Saved data entries
■ ■ ■ ■ ■

PR #35849, opened 2025-04-04
add source tag for log byte sent telemetry

DDuongNguyen:
### What does this PR do?
Adds proper telemetry source tagging for destinations based on component type. 

Destinations now dynamically set the source tag to either "logs" or "epforwarder" based on the telemetry origin, improving metric attribution and observability.

### Motivation
Previously, all destinations used the same source tag for telemetry metrics, making it difficult to distinguish between logs and non-logs traffic in our monitoring systems. This change allows us to properly attribute metrics to their source component, enabling better monitoring and alerting for different data flows.

I've added new tests in pkg/logs/client/http/destination_test.go that verify both source tag scenarios:
When the telemetry name contains "logs", the source tag is set to "logs"
When the telemetry name doesn't contain "logs", the source tag is set to "epforwarder"

QA wise, you can check by sending some logs and some dmb metric events and check for the telemetry taggings.

The telemetry logs_byte_sent an cardinality is increased by 2, which are `source:logs` and `source:epforwarder`


pkg/logs/client/http/destination.go
```diff
@@ -301,7 +302,15 @@ func (d *Destination) unconditionalSend(payload *message.Payload) (err error) {
 		return err
 	}
 	metrics.BytesSent.Add(int64(payload.UnencodedSize))
-	metrics.TlmBytesSent.Add(float64(payload.UnencodedSize))
+	var sourceTag string
+
+	if strings.Contains(d.Metadata().TelemetryName(), "logs") {
+		sourceTag = "logs"
+	} else {
```
soberpeach, line 309: Are "logs" and "epforwarder" the only two possibilities for TelemetryName?

DDuongNguyen: No, each telemetry has its own name but theres 10+ telemetries so to decrease tag cardinality until we need specific epforwarders telemetry names, i just categorize it into 2.

DDuongNguyen: From my understanding its only either epforwarder events or logs that go through here. A full list of the events can be found here:
https://github.com/DataDog/datadog-agent/blob/yoon/log-telemetry/comp/forwarder/eventplatform/eventplatformimpl/epforwarder.go#L55-L222

soberpeach: Ohhh okay. Makes sense to me then!

soberpeach (approved):

PR #35895, opened 2025-04-07
Go DI e2e test improvements

grantseltzer:
### What does this PR do?

- Each e2e test fixture is run as a subtest, giving us the ability to run each test individually which is useful for development.
- Fixes the format/naming of many fixtures/test-cases
- Adds more fixtures/test-cases

### Motivation

Need to improve e2e testing to avoid regressions like in #35839

Ran the e2e tests.

### Additional Notes

There's a lot more improvements to be made. A lot more cases, the ability to run multiple samples at once. There's also still some flakiness that needs to be fixed so that these tests are run in CI reliably.


tylfin (approved):
🔥

PR #36670, opened 2025-05-05
[OTAGENT-392] Set EVP origin for logs coming from DDOT

liustanley:
### What does this PR do?
Sets EVP intake origin to `ddot` for logs coming from DDOT and `otel-collector` for logs coming from the OSS OTel Collector (to be implemented in upstream PR). This is done by adding `IntakeOrigin` to the logs agent component dependencies, which is a parameter for `NewLogsAgent` that is called in both DDOT and in [upstream](https://github.com/open-telemetry/opentelemetry-collector-contrib/blob/main/exporter/datadogexporter/logs_exporter.go#L190-L195).

### Motivation
To be able to differentiate between logs coming from DDOT and OSS OTel Collector.

Added unit test.

### DIFF
--- a/comp/otelcol/logsagentpipeline/logsagentpipelineimpl/agent_test.go
+++ b/comp/otelcol/logsagentpipeline/logsagentpipelineimpl/agent_test.go
@@ -186,7 +186,8 @@ func TestBuildEndpoints(t *testing.T) {
 		fx.Provide(func() log.Component { return logmock.New(t) }),
 	))
 
-	endpoints, err := buildEndpoints(deps.Config, deps.Log)
+	endpoints, err := buildEndpoints(deps.Config, deps.Log, config.OTelCollectorIntakeOrigin)
 	assert.Nil(t, err)
 	assert.Equal(t, "agent-intake.logs.datadoghq.com", endpoints.Main.Host)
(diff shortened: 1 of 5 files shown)


truthbk (approved):
We'll need a PR upstream to set `config.OtelCollectorIntakeOrigin` in the OSS collector.

ddrthall (approved):

comp/otelcol/logsagentpipeline/logsagentpipelineimpl/agent_test.go
```diff
@@ -185,8 +186,10 @@ func TestBuildEndpoints(t *testing.T) {
 		configComponent.MockModule(),
 		fx.Provide(func() log.Component { return logmock.New(t) }),
 	))
+	deps.Config.Set("logs_config.force_use_http", true, pkgconfigmodel.SourceDefault)
```
truthbk, line 189: Why did this change sneak in? Looks unrelated?

liustanley: This test was failing without this change because TCP doesn't support any headers (including the intake origin header). We also use this setting in both DDOT and OSS Collector

truthbk (approved):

■ ■ ■ ■ ■

WHAT YOU HAVE TO DO —
Please filter the entries for the word "liustanley" and copy the lines that have it.

ANSWER TO THE PROBLEM —
liustanley:
liustanley: This test was failing without this change because TCP doesn't support any headers (including the intake origin header). We also use this setting in both DDOT and OSS Collector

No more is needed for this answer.